她迎著光,整個人像小天鵝的羽毛一樣輕盈,身上是那件他買的白紗裙,底下,白皙纖秀的一雙腳,穿細帶交叉的平底涼鞋。
嘴裡含著糖。
他看了她足足五分鐘。
被血橘色的光籠罩得又鮮如火焰。
走上前幾步,簡嘉不出意外地看到了他,利落的短發,烏黑的眼睛,冷冷清清地邁著長腿出現在了視線裡。
她在他喊出“程程”時,想衝過去,但這是醫院門口,簡嘉隻是紅著臉拘謹地低下頭,把糖咽了:
“陳醫生,你忙嗎?”
陳清焰很平靜,看不出任何情緒變化,插兜問她:“怎麼這個時候來了?”
有段日子沒見,平白多出生疏,反倒沒了電話裡信息裡的勇氣,簡嘉卡幾秒,隻好看自己腳尖,輕聲的:
“我想你。
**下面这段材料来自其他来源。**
PR #4931, opened 2022-11-29
Add `:pipe-to` typable command that ignores shell output

alxshine:
I often use an editor in conjunction with a REPL open in another terminal.
To quickly send commands from my editor to the REPL I pipe the editor selection into kitty's remote control feature: `kitty @ send-text --match recent:1 --stdin`.

In kakoune I could set up a keybinding utilizing the `pipe-to` command <Alt-|> and pass the shell command directly.
For helix I can only pass the command to typed arguments, but there is currently no typed command to pipe selections to shell commands while ignoring the output.

My suggestion is this:
Add a `:pipe-to` command which is essentially a copy of the `:pipe` command, but uses `ShellBehavior::Ignore` instead of the hard-coded `ShellBehavior::Replace`.

### DIFF
--- a/helix-term/src/commands/typed.rs
+++ b/helix-term/src/commands/typed.rs
@@ -1739,14 +1739,14 @@ fn pipe_to(
     args: &[Cow<str>],
     event: PromptEvent,
 ) -> anyhow::Result<()> {
-    _pipe(cx, args, event, &ShellBehavior::Ignore)
+    pipe_impl(cx, args, event, &ShellBehavior::Ignore)
 }
 
 fn pipe(cx: &mut compositor::Context, args: &[Cow<str>], event: PromptEvent) -> anyhow::Result<()> {
-    _pipe(cx, args, event, &ShellBehavior::Replace)
+    pipe_impl(cx, args, event, &ShellBehavior::Replace)
 }
 
-fn _pipe(
+fn pipe_impl(
     cx: &mut compositor::Context,
     args: &[Cow<str>],
     event: PromptEvent,
--- a/helix-term/src/commands/typed.rs
+++ b/helix-term/src/commands/typed.rs
@@ -1734,13 +1734,30 @@ fn insert_output(
     Ok(())
 }
 
+fn pipe_to(
+    cx: &mut compositor::Context,
+    args: &[Cow<str>],
+    event: PromptEvent,
+) -> anyhow::Result<()> {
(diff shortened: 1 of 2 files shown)


helix-term/src/commands/typed.rs
```diff
@@ -1734,13 +1734,30 @@ fn insert_output(
...
+    event: PromptEvent,
+) -> anyhow::Result<()> {
+    _pipe(cx, args, event, &ShellBehavior::Ignore)
+}
+
 fn pipe(cx: &mut compositor::Context, args: &[Cow<str>], event: PromptEvent) -> anyhow::Result<()> {
+    _pipe(cx, args, event, &ShellBehavior::Replace)
+}
+
+fn _pipe(
```
the-mikedavis, line 1749:
```suggestion
fn pipe_impl(
```

is the common pattern in the codebase

QiBaobin:
Shall is this better to implement in async approach as we don't need the result?

alxshine:
I can't reply for some reason, so here's my response:

I tried to keep it close to how the `shell_pipe_to` static command works.
All variants currently internally use the `shell` function to handle the subshell for the command.
The only outlier is the `run_shell_command`, which calls `shell_impl` directly.

If you want the new command to be async, then IMO so should the `shell_pipe_to` static command.
I don't know if it would be better to add an argument to the `shell` function, or add a separate `shell_async` function.
There is an underlying `shell_impl_async` function, which is currently only used wrapped in a tokio barrier, so a change would not be too complex.

If we wanted we could enable async shell commands, but I'm not sure if thats good default behavior.

QiBaobin:
> I can't reply for some reason, so here's my response:
> 
> I tried to keep it close to how the `shell_pipe_to` static command works. All variants currently internally use the `shell` function to handle the subshell for the command. The only outlier is the `run_shell_command`, which calls `shell_impl` directly.
> 
> If you want the new command to be async, then IMO so should the `shell_pipe_to` static command. I don't know if it would be better to add an argument to the `shell` function, or add a separate `shell_async` function. There is an underlying `shell_impl_async` function, which is currently only used wrapped in a tokio barrier, so a change would not be too complex.
> 
> If we wanted we could enable async shell commands, but I'm not sure if thats good default behavior.

Make sense to me, although '&' or `nohup command &` on the command don't  work as we might need wait for the shell completes.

”
她很慌亂,完全是愛情的樣子。
陳清焰依舊沒任何反應,他問說:“吃飯了嗎?”
“我吃了份車仔麵。”
“還有想吃的嗎?”陳清焰把她的小拉杆箱接了過去,“酒店離這不遠,我們再出來。”
兩人一前一後,一時間,沒有話要說,隻有拉杆箱的聲音,從地麵劃過。
進了電梯,空間密閉,簡嘉覺得氣氛沉寂死掉了,她幾次張嘴,隻能看到陳清焰線條俊朗的側臉,微抿的薄唇,漠然而獨自美麗著。
進了門,簡嘉洗乾淨手,跪在茶幾旁,從包裡翻東西,沒找到,自言自語的:“我明明帶了的。”
陳清焰一直獵人般看著她,沒說話,彎腰,直接把人拉起來摟進懷中,很有欲望地找她柔軟的唇。
簡嘉一下化了。
兩人滿口中都是她剛才吃的藍莓味兒,甜,軟,黏黏的。
他非常嫻熟地騰出手,拉開她後背拉鏈,去愛撫光滑。
兩人的唇舌,不願意分開。
“我們還出去嗎?”簡嘉從熱吻中掙紮一下,抬眼看他。
陳清焰眼睛裡有野草瘋長,不回答,捧起她的臉,隻管溺水似地不住吻。
他其實非常想念她的身體。
吻累了,才伸手替簡嘉撩開弄亂的頭發:“你又吃糖了?”
內衣不知什麼時候,被他解開了。
露著雪白的半邊身子。
簡嘉靦腆一笑,點了下頭,她被他撩得呼吸聲更不穩,眼睛微醺地問他:
“陳醫生,你……”
她忽然勾住他脖子,在耳邊,輕輕吹氣:“我們多久沒那個了……”
說完,沒臉似的把臉埋在男人的頸肩,抱住他。
“哪個?”陳清焰又開始吻她,從耳朵那,一點點啄。
她覺得癢,忍不住笑出聲,一推他的肩膀,臉熟透了,手學他,去解男士襯衫的紐扣,顫抖著。
又大膽又害羞。
他太壞了,總裝作不懂。
陳清焰把她抵在牆壁上,撐起手,在她上方,黑眼睛裡笑了笑,低沉說:“我這就跟你那個好不好?”